What is being asked: Return exactly the lines below, starting with the one that has "PR #410, opened 2015-03-11" and going on through the one that has "### LINKED ISSUE".

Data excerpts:

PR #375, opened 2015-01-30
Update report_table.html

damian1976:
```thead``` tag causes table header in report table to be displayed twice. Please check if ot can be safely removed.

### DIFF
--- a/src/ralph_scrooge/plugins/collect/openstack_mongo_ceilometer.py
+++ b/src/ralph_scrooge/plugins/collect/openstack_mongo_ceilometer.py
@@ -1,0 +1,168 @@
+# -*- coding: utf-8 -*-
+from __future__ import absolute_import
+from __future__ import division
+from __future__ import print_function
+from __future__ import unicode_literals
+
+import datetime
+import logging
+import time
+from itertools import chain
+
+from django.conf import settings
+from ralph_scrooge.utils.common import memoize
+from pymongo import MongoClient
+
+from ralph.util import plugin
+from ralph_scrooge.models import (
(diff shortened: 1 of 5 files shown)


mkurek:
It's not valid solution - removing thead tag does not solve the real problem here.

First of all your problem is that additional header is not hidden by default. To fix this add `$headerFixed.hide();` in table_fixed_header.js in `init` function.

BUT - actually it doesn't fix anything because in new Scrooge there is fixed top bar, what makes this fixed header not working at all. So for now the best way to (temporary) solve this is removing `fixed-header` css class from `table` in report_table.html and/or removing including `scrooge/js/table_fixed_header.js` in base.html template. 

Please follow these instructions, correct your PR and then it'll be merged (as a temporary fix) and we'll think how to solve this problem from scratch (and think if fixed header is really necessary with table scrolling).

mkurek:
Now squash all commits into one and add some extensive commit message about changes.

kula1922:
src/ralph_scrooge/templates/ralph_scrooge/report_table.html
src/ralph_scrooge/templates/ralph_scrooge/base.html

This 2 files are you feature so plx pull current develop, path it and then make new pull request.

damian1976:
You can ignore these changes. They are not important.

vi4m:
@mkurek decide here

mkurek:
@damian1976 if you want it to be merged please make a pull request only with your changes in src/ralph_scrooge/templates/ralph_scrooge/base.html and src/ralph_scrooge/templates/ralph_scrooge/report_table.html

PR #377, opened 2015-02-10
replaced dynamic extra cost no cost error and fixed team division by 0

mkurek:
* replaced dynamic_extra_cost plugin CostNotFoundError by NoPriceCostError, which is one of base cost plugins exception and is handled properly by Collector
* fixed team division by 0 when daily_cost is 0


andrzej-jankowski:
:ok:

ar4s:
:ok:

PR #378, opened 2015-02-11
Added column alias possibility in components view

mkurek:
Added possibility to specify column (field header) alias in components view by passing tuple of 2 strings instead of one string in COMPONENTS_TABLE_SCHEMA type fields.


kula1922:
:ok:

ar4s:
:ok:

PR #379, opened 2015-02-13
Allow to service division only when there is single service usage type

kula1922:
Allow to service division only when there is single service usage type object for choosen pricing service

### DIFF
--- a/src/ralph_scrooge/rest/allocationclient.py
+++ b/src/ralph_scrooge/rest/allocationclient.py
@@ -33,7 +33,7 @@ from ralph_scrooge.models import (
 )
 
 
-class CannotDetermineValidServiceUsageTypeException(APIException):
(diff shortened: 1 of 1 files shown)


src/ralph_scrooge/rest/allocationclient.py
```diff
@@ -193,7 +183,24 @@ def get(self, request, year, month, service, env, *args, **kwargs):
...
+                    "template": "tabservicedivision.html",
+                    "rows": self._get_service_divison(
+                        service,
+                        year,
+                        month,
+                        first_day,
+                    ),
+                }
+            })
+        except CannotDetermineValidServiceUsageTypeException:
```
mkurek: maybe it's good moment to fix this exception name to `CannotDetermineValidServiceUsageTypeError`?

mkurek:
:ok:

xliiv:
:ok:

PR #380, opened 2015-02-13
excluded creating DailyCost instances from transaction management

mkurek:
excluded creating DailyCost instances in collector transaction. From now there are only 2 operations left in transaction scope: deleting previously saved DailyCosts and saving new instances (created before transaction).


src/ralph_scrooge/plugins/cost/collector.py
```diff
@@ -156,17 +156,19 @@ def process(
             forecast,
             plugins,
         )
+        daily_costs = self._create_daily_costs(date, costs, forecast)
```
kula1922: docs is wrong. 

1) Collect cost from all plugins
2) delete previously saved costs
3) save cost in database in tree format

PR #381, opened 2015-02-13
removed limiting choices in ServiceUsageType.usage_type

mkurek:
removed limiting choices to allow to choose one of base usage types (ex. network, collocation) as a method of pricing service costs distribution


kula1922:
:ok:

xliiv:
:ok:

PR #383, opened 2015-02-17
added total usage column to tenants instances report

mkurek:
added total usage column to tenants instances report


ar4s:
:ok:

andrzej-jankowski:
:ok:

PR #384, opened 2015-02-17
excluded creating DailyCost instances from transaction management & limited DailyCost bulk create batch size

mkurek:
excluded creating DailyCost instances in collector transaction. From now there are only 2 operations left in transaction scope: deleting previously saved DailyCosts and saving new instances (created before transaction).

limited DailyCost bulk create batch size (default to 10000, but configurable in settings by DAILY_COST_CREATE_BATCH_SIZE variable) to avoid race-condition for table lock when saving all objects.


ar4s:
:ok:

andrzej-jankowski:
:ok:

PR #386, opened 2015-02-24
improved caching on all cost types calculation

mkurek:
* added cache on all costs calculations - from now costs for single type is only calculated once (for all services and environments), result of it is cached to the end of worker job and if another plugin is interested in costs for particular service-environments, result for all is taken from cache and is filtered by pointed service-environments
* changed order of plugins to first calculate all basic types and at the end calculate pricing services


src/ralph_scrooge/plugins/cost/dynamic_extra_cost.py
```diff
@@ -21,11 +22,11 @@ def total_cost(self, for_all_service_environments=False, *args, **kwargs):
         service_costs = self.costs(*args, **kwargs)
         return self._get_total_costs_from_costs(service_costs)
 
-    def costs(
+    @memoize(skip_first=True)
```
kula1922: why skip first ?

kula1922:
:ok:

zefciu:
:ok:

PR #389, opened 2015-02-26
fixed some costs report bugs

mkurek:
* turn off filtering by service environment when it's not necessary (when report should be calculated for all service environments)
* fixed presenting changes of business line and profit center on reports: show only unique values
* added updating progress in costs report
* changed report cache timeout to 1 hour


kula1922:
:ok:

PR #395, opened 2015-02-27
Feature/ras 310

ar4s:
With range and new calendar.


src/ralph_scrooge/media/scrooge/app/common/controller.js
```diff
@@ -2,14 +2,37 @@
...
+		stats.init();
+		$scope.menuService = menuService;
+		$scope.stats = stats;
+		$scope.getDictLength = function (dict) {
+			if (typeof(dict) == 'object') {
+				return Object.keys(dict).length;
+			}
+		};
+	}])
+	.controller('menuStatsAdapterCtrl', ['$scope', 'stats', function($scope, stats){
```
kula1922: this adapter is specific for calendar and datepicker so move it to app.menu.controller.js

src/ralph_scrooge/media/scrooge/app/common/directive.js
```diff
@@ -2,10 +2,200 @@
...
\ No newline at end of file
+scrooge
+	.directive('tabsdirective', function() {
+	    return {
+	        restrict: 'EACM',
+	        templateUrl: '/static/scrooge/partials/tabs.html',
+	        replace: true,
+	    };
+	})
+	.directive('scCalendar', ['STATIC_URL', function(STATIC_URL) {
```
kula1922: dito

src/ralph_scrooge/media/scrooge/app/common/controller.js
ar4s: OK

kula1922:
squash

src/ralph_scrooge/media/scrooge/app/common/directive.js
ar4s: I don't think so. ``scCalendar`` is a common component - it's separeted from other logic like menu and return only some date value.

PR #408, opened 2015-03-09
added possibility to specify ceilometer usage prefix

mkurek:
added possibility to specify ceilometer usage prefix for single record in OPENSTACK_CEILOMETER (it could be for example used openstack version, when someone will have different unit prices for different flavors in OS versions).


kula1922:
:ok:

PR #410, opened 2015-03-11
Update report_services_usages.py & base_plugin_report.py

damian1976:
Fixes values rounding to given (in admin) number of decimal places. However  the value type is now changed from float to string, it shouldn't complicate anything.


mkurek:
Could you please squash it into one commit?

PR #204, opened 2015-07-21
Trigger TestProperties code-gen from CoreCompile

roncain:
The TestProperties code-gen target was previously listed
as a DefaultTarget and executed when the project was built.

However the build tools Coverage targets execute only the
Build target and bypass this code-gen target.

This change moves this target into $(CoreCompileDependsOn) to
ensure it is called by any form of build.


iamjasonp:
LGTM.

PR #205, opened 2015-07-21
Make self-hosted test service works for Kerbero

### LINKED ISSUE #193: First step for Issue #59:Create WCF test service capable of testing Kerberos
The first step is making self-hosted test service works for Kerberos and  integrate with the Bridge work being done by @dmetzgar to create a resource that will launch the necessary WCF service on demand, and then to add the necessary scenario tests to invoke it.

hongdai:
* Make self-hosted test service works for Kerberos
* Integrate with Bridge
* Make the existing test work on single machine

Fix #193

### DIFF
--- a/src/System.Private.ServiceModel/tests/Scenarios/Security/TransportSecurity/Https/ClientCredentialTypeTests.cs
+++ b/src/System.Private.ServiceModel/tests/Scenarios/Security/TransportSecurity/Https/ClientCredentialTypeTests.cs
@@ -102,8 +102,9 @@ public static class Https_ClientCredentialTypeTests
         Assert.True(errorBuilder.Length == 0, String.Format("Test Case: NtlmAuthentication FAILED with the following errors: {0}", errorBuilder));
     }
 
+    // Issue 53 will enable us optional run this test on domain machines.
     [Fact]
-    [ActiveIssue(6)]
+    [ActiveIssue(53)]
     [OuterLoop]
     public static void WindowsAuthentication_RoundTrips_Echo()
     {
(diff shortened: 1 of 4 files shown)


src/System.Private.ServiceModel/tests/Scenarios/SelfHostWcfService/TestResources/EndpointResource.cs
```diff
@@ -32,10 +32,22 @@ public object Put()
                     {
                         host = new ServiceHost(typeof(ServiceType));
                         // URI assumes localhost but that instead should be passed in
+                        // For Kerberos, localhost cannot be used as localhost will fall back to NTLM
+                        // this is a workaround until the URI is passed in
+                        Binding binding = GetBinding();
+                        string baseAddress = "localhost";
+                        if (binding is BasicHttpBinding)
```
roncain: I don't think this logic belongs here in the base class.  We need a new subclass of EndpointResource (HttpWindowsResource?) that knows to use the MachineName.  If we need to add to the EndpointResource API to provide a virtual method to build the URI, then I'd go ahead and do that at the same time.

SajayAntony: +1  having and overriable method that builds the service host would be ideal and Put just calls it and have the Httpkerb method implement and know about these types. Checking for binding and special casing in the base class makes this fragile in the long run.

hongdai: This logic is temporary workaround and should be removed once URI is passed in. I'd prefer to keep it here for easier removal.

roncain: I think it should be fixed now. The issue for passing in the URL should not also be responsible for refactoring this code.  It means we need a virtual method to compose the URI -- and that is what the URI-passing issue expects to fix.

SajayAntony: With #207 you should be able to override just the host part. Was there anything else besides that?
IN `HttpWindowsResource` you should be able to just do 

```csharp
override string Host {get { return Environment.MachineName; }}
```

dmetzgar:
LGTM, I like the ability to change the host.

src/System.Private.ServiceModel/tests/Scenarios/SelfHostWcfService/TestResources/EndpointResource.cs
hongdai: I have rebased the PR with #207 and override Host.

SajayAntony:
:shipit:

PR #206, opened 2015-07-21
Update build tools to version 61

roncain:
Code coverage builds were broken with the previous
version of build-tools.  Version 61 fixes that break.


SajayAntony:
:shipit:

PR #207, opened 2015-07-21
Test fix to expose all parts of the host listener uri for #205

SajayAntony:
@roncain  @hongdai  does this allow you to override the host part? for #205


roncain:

Expected answer:
PR #410, opened 2015-03-11
Update report_services_usages.py & base_plugin_report.py

damian1976:
Fixes values rounding to given (in admin) number of decimal places. However  the value type is now changed from float to string, it shouldn't complicate anything.


mkurek:
Could you please squash it into one commit?

PR #204, opened 2015-07-21
Trigger TestProperties code-gen from CoreCompile

roncain:
The TestProperties code-gen target was previously listed
as a DefaultTarget and executed when the project was built.

However the build tools Coverage targets execute only the
Build target and bypass this code-gen target.

This change moves this target into $(CoreCompileDependsOn) to
ensure it is called by any form of build.


iamjasonp:
LGTM.

PR #205, opened 2015-07-21
Make self-hosted test service works for Kerbero

### LINKED ISSUE #193: First step for Issue #59:Create WCF test service capable of testing Kerberos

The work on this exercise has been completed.